Contradiction Score#
The Cross-Encoder for Natural Language Inference (NLI) is a
text classification model that takes a pair of text and assigns a label: 'contradiction'
, 'entailment'
or
'neutral'
. Additionally, it assigns a probability ranging from 0 to 1 for each label. The higher the
score, the more confident the model is to assign that label. So, it assigns the label with the highest score. This is
useful for hallucination detection, as factual consistency implies the absence of contradictions.
Implementation Details#
This cross-encoder for NLI classification is based on Microsoft's
deberta-v3-base, which was trained on NLI data, using
sentence_transformers.cross_encoder
.
Further details for development and usage can be found on Hugging Face: cross-encoder/nli-deberta-v3-base.

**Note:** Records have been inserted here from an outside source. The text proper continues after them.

PR #2059, opened 2016-05-06
Isolates secondary navigation

anselmbradford:
Isolates secondary navigation so that it can be moved to responsive non-v1 pages.

## Additions

- Adds on-demand secondary navigation.

## Changes

- Moves old secondary-navigation and logic into atomic secondary nav and added TODOs so there is only one secondary-navigation.html to refer to.
- Updates `nav_link` to use `render` method.

## Testing

- `gulp build && gulp scripts:ondemand && gulp styles:ondemand`
Secondary navigation should work in the following contexts:
  - wagtail: `/policy-compliance/rulemaking/final-rules/?page=6#o-pagination-content_list`
  - non-wagtail: `/about-us/careers/application-process/`
  - on-demand: `/test-fixture/?atomic=secondary-navigation`

## Review

- @sebworks 
- @jimmynotjim 
- @KimberlyMunoz 

## Screenshots

screen shot 2016-05-06 at 2 35 17 pm

## Notes

- Includes relevant parts of https://github.com/cfpb/cfgov-refresh/pull/2055 while that gets sorted out.
- Used in https://github.com/cfpb/cfgov-sheer-templates/pull/14 and https://github.cfpb.gov/CFGOV/fin-ed-resources/pull/69


sebworks:
Is there a way to cut down on the amount of css that we are including with the footer, header, and side-nav? I don't think the sites that are including these atomic elements expect that they are going to be getting 150 kb of css for a header, footer, and side nav. I think there is a reasonable level of expectation that we have to meet. Per page css?

anselmbradford:
> Is there a way to cut down on the amount of css that we are including with the footer, header, and side-nav? I don't think the sites that are including these atomic elements expect that they are going to be getting 150 kb of css for a header, footer, and side nav. I think there is a reasonable level of expectation that we have to meet. 

Yeah, it's not ideal, but in the current architecture the way around it would be going into each `unprocessed/css/on-demand/*.less` file and manually walking through the imported CSS and picking out the redundant styles and then making sure it still works on the pages that are only header + footer and header + secondary nav + footer. Or perhaps grouping all the styles together and running [uncss](https://github.com/giakki/uncss), but I tried that a little and found it still required manual cleanup. I'm not sure either of those options are worth it versus directly bringing the non-v1 pages affected into v1. They're also currently [buggy](https://jira.demo.cfpb.gov/browse/DFJR-1394) on www. Perhaps @schaferjh has input on the timeline for bringing pages like `/tax-preparer-resources/` into v1?

> Per page css?

This could be an option, so have a less file in `unprocessed/css/on-demand/` that defines a combined header + footer and header + side navigation + footer CSS file. Is this what you mean?

jimmynotjim:
Could we create an on demand page that includes all three, then run something like https://github.com/ben-eb/gulp-uncss ?

jimmynotjim:
Should the on demand example be showing the mobile styles at all browser widths?

screen shot 2016-05-06 at 5 15 17 pm

schaferjh:
> I'm not sure either of those options are worth it versus directly bringing the non-v1 pages affected into v1. They're also currently buggy on www. Perhaps @schaferjh has input on the timeline for bringing pages like /tax-preparer-resources/ into v1?

The pages within Educational Resources are slated to be integrated into Wagtail as they are updated/reviewed by the Consumer Experience project. From what I know about that project, I believe that means leaving them as is for at least another 6 mos or more. 

That timeline assumes they are acceptably functional in their current state and it's not a pain for them to be allowed to exist as-is. The disappearing-side-nav bug @anselmbradford points out is worrisome. Are there other issues with allowing these pages to exist as is? Would it be useful to have a conversation offline about some of this?

anselmbradford:
> Could we create an on demand page that includes all three, then run something like https://github.com/ben-eb/gulp-uncss ?

I did try uncss when I originally built the on-demand header and footer and found it unfavorable in what it produced, requiring a lot of additional manual cleanup, but that said I think it would be worth looking into again.

> Should the on demand example be showing the mobile styles at all browser widths?

I'd think so, but it's grabbing the styles in secondary-navigation.less, which would indicate that the hiding at desktop for the secondary navigation is happening somewhere else, which seems like an error. I can look into where desktop hiding of the secondary nav is defined.

> That timeline assumes they are acceptably functional in their current state and it's not a pain for them to be allowed to exist as-is. The disappearing-side-nav bug @anselmbradford points out is worrisome. Are there other issues with allowing these pages to exist as is?

So in the ramp up to v1 launch, in my mind the global on-demand header and footer were a stop-gap to get non-v1 pages into the appearance/functionality of v1 pages. The JS is isolated, but as pointed out in this thread the CSS is not. That is because the CSS is not totally atomic. The atomic parts of the CSS are isolated, but for example, the Capital Framework parts of the header and the footer are redundant with each other and are each delivered to the page. If this will go to more permanent pages a better solution will be needed for this ideally, as it is being propagated --> https://github.com/cfpb/college-costs/pull/152/files#diff-a6224f3cdcddb48919e4dcaf6b24f540R62

>  Would it be useful to have a conversation offline about some of this?

Perhaps if this will be a permanent fixture in parts of the site. It's a performance issue, for what that's worth.

Scotchester:
I agree with @anselmbradford, I think this is a necessary evil for the time being. I'll make every effort I can to move these pages into Wagtail when I don't have more pressing project work, but I think we need to do this for now.

@sebworks and @jimmynotjim can we proceed with the review of this so we know it's good before translating the work to the sidenav code in cfgov-sheer-templates?

sebworks:
👍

Below is a quick example of how it can be used:
# Installation:
# pip install -U sentence-transformers
from sentence_transformers import CrossEncoder
nli_model = CrossEncoder('cross-encoder/nli-deberta-v3-base')

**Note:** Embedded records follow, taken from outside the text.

PR #2061, opened 2016-05-06
Added base pagination test before working on pagination bugs

jimmynotjim:
There are no tests for pagination interaction. Before taking on fixing the existing filter/pagination combo bug, I'm adding some baseline tests of the functionality.

## Additions

- pagination organism tests
- filtering/pagination template tests

## Testing

- `gulp test:acceptance --sauce=false --specs=blog.js,organisms/pagination.js,templates/browse-filterable.js`

## Review

- @anselmbradford 
- @sebworks 
- @KimberlyMunoz 

## Notes

- The last test is the reported bug, fix forthcoming.

## Checklist

### DIFF
--- a/test/browser_tests/shared_objects/filter.js
+++ b/test/browser_tests/shared_objects/filter.js
@@ -16,8 +16,11 @@ var filter = {
 
   searchFilterHideBtn: _getFilterElement( '.m-expandable_cue-close' ),
 
-  searchFilterSubmitBtn: _getFilterElement( 'btn[type="submit"]' )
+  searchCategoryLabel: _getFilterElement(
+    'label[for="filter1_categories_at-the-cfpb"]'
+  ),
 
+  searchFilterSubmitBtn: _getFilterElement( 'input[type="submit"]' )
 };
 
 module.exports = filter;
--- a/test/browser_tests/spec_suites/organisms/pagination.js
+++ b/test/browser_tests/spec_suites/organisms/pagination.js
@@ -1,0 +1,39 @@
+'use strict';
+
+var Blog = require(
+    '../../page_objects/page_blog.js'
+  );
+
+describe( 'Pagination', function() {
+  var page;
+
+  beforeEach( function() {
+    page = new Blog();
+    page.get();
+  } );
+
+  it( 'should navigate to the second page', function() {
+    page.paginationNextBtn.click()
+    browser.sleep( 1000 );
+
+    expect( browser.getCurrentUrl() ).toContain( 'page=2' );
+  } );
+
+  it( 'should navigate to the first page', function() {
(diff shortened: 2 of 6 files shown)


test/browser_tests/shared_objects/filter.js
```diff
@@ -16,8 +16,11 @@ var filter = {
 
   searchFilterHideBtn: _getFilterElement( '.m-expandable_cue-close' ),
 
-  searchFilterSubmitBtn: _getFilterElement( 'btn[type="submit"]' )
+  searchCategoryLabel: _getFilterElement(
```
sebworks: should we use a `qa-hook` here?

test/browser_tests/spec_suites/organisms/pagination.js
```diff
@@ -0,0 +1,39 @@
...
+  var page;
+
+  beforeEach( function() {
+    page = new Blog();
+    page.get();
+  } );
+
+  it( 'should navigate to the second page', function() {
+    page.paginationNextBtn.click()
+    browser.sleep( 1000 );
```
sebworks: Is there an alternative to using sleep here? https://github.com/angular/protractor/issues/685

jimmynotjim: Nope, you have to wait for the next page to load, and there doesn't seem to be anything within Protractor that does this because the content itself is mostly the same (we could never rely on the results because they change too often).

test/browser_tests/shared_objects/filter.js
jimmynotjim: Possibly? I think we need to rework this list of checkboxes anyway, they should be in a `ul`, but that's out of the scope of this PR.

test/browser_tests/spec_suites/organisms/pagination.js
sebworks: Could you use: https://github.com/angular/protractor/issues/685#issuecomment-40249972?

jimmynotjim: @sebworks I tried something similar to check the url on load, then wait for it to not match, but I couldn't get it to work. Any ideas?

```
  it( 'should navigate to the second page', function() {
    var currentUrl = browser.getCurrentUrl();
    page.paginationNextBtn.click()

    browser.wait( function() {
      return browser.getCurrentUrl().then(function( url ) {
        return ( currentUrl !== url );
      } );
    } );

    expect( browser.getCurrentUrl() ).toContain( 'page=2' );
  } );
```

KimberlyMunoz:
Assuming there isn't an alternative to `browser.sleep`, :+1:

sebworks:
:, I'll take a look at it. Go ahead and merge at your convenience.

def compute_metric(ground_truth: str, inference: str) -> float:
scores = nli_model.predict([ground_truth, inference], apply_softmax=True)

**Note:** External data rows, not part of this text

PR #2073, opened 2016-05-11
When the user resets their password, we should probably save it

rosskarchner:
Currently, when users attempt to use the 'forgot my password' feature, we aren't actually saving it.

This adds the missing 'form.save()' call to make the password change permanent.


kurtw:
👍

kave:
👍

rosskarchner:
@kave could you get this onto content(at least) ASAP?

label = ['contradiction', 'entailment', 'neutral'][scores.argmax()]
return {
'label': label,
'contradiction': scores[0],
'entailment': scores[1],
'neutral': scores[2],
}
print(compute_metric("The duck crossed the road", "The duck did not cross the road"))
# Outputs:
# {'label': 'contradiction', 'contradiction': 0.999961, 'entailment': 0.000010, 'neutral': 0.000028}
Examples#
Ground Truth | Inference | Contradiction | Entailment | Neutral | |
---|---|---|---|---|---|
The duck crossed the road |
The duck did not cross the road |
contradiction |
0.999 |
0.000 |
0.000 |
The duck crossed the road |
The animal crossed the road |
entailment |
0.000 |
0.971 |
0.029 |
The duck crossed the road |
The duck crossed my path |
neutral |
0.011 |
0.096 |
0.893 |
Limitations and Biases#
-
The model provided on Hugging Face suggests that expected input is simply pairs of text. This means that lengthy context cannot be provided. If relevant, context can be added to the front of both texts within the pair. For example:
("What did the duck do? The duck crossed the road.", "What did the duck do? The animal crossed the road.")
. -
Explainability is a challenge for these scores. This model is a black-box that is not able to explain the reasons for assigning a contradiction score of
0.5
or0.7
. Users should examine this classifier's behavior on their own data, and see how extra details within a ground truth or inference might impact the decision of assigning'contradiction'
,'entailment'
or'neutral'
.
Overall, this NLI classifier is quick and easy to use, and provides insightful metrics relevant to a hallucination detection system.